Voetbaloefeningen voor de techniek warming-up
Slalom tussen kegels
- Loop naar de volgende kegel.
- 2 rondjes zonder bal als opwarming.
- 2 rondjes met bal, gebruik beide voeten.
- 2 rondjes met bal, gebruik alleen de rechtervoet.
- 2 rondjes met bal, gebruik alleen de linkervoet.
- Op snelheid naar de vrijstaande kegels.
- Rond de 2 vrijstaande kegels een cirkel maken.
Opstelling
- De spelers stellen zich op in een cirkel.
- Ideaal is 6 tot 8 spelers per cirkel.
- Per cirkel heb je slechts één bal.
- Een speler speelt de bal naar een andere speler en loopt de bal achterna richting de speler die hij inspeelt.
- De tweede speler ontvangt de bal en speelt deze weer naar een andere speler uit de cirkel.
- Ook hij loopt de bal weer achterna richting de speler die hij zojuist heeft ingespeeld.

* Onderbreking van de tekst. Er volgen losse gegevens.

PR #20169, opened 2025-09-17
feat(protocol): merge CheckpointManage to Inbox and improve gas

dantaik:
## Summary

CheckpointManager functionality was merged directly into Inbox and Anchor contracts through a new shared checkpoint ring buffer.

## Highlights

- Introduces LibCheckpointStore ring-buffer storage and updates checkpoint interfaces, replacing the dedicated contract, with thorough unit test coverage.
- Inbox now implements ICheckpointStore, enforces maxCheckpointHistory, and persists checkpoints internally. The config struct propagates the history limit field across the system.
- ShastaAnchor and TaikoAnchor now track checkpoints with the new library and require the history cap during construction.


packages/protocol/contracts/layer1/shasta/impl/Inbox.sol
```diff
@@ -129,11 +130,18 @@ contract Inbox is IInbox, IForcedInclusionStore, EssentialContract {
     mapping(bytes32 compositeKey => TransitionRecordHashAndDeadline hashAndDeadline) internal
         _transitionRecordHashAndDeadline;
 
+    uint256[21] private __gap1;
```
ggonzalez94: curious why we are splitting the gap into multiple pieces? I imagine the reasoning is so that if we add variables in the future they are close to each other? Because in practice they could be added after all the other variables, without breaking the storage layout.
Also, is there a reason for the specific numbers on these gaps?

packages/protocol/contracts/layer1/shasta/impl/Inbox.sol
```diff
@@ -129,11 +130,18 @@ contract Inbox is IInbox, IForcedInclusionStore, EssentialContract {
...
-    ///  Two slots used
-    LibForcedInclusion.Storage internal _forcedInclusionStorage;
+    /// @dev 50 slots used
+    LibForcedInclusion.Storage private _forcedInclusionStorage;
+    uint256[8] private __gap2;
 
-    uint256[39] private __gap;
+    /// @dev Storage for checkpoint management
+    /// Uses multiple slots for ring buffer storage
+    /// @dev 50 slots used
```
ggonzalez94: This is not correct right?
This occupies two consecutive slots:
```
struct Storage {
        /// @notice Ring buffer as a stack for storing checkpoints
        /// @dev Maps slot indices (0 to maxHistorySize-1) to checkpoint data
        mapping(uint48 slot => ICheckpointStore.Checkpoint checkpoint) checkpoints;
        /// @notice The latest checkpoint number
        uint48 latestCheckpointNumber;
        /// @notice The current top of the stack (ring buffer index)
        uint48 stackTop;
        /// @notice The current number of items in the stack
        uint48 stackSize;
    }

```

Shall we just remove this comment?

packages/protocol/contracts/layer1/shasta/impl/Inbox.sol
```diff
@@ -338,6 +350,53 @@ contract Inbox is IInbox, IForcedInclusionStore, EssentialContract {
...
+        pure
+        virtual
+        returns (bytes memory)
+    {
+        return abi.encode(_input);
+    }
+
+    // ---------------------------------------------------------------
+    // Public Pure Functions (Decoding)
+    // ---------------------------------------------------------------
```
ggonzalez94: redundant? since we already have a section for External Pure Functions (Encoding/Decoding) above

packages/protocol/contracts/layer1/shasta/libs/LibForcedInclusion.sol
```diff
@@ -73,7 +73,7 @@ library LibForcedInclusion {
         address _feeRecipient,
         uint256 _count
     )
-        internal
+        public
```
ggonzalez94, line 77: why are we making this public?

packages/protocol/contracts/layer1/shasta/libs/LibProvedEventEncoder.sol
```diff
@@ -63,7 +67,7 @@ library LibProvedEventEncoder {
     /// @param _data The bytes to decode
     /// @return payload_ The decoded ProvedEventPayload
     function decode(bytes memory _data)
-        internal
+        public
```
ggonzalez94, line 20: is this public now so that it is deployed as a separate contract?

packages/protocol/contracts/layer2/based/ShastaAnchor.sol
```diff
@@ -16,7 +17,7 @@ import { LibBonds } from "src/shared/based/libs/LibBonds.sol";
 ///      - Cumulative bond instruction processing with integrity verification
 ///      - State tracking for multi-block proposals
 /// @custom:security-contact security@taiko.xyz
-abstract contract ShastaAnchor is PacayaAnchor {
+abstract contract ShastaAnchor is PacayaAnchor, ICheckpointStore {
```
ggonzalez94, line 21: Should we update the natspec above to reflect that the anchor now stores the checkpoints as well? Since it is part of the diff it does not allow me to leave a suggestion

packages/protocol/contracts/shared/shasta/libs/LibCheckpointStore.sol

- Dit blijft zich herhalen.
- Passes moeten helder en nauwkeurig zijn.
- De passes worden over de grond gespeeld, hou de bal laag!
- Net na de pas versnellen de spelers (korte sprint).
- De spelers roepen de naam van de speler die ze in willen spelen.
- Alle spelers staan constant op hun tenen, niet op platte voeten, om de handelingssnelheid te verbeteren.
- Je kunt het spel moeilijker maken door één keer raken toe te passen.
- Je kunt spelen met twee ballen.
- Speler 1, die de pas heeft gegeven, moet proberen de aangespeelde speler (speler 2) te tikken alvorens hij de bal naar speler 3 heeft gespeeld.
Opstelling
- Vorm groepen van twee spelers.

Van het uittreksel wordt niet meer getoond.